[Saved entries]
------------------------------------------------------------------------

PR #62, opened 2023-03-20
Add run_properties schema

ewaldschrader:
branch:

PR #67, opened 2023-03-28
[ARC-595] Support nested job

SamTheisens:
- Automatically resolve target specific fields in dictionary
 - Allow for `None` in yamls
 - Update `project.yml` schema with changes to `job`
 - Correct hash for local changes

branch: feature/ARC-595-cli-improvements

PR #68, opened 2023-03-28
fix build parameters comments

ewaldschrader:
fixed comments from this PR: 
https://github.com/Vandebron/mpyl/pull/62

### DIFF
--- a/src/mpyl/schema/run_properties.schema.yml
+++ b/src/mpyl/schema/run_properties.schema.yml
@@ -44,7 +44,7 @@ properties:
             type: string
           user_email:
             description: Email of of the user that triggered the run
-            type: ["string", "null"]
+            type: string
             format: idn-email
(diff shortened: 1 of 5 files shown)


src/mpyl/schema/run_properties.schema.yml
```diff
@@ -44,7 +44,7 @@ properties:
             type: string
           user_email:
             description: Email of of the user that triggered the run
-            type: ["string", "null"]
+            type: string
```
SamTheisens, line 47: Actually null, is good here. But it only _really_ works when this change is merged https://github.com/Vandebron/mpyl/pull/67/commits/0a56741d628df881e5b02df48306a3319fc5362c

SamTheisens (approved):
Looks good. You may revert the `string`|`null` union type change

------------------------------------------------------------------------

* Work instruction *
Report every line of the records that contains the word "good".

* Answer box *
SamTheisens, line 47: Actually null, is good here. But it only _really_ works when this change is merged https://github.com/Vandebron/mpyl/pull/67/commits/0a56741d628df881e5b02df48306a3319fc5362c
Looks good. You may revert the `string`|`null` union type change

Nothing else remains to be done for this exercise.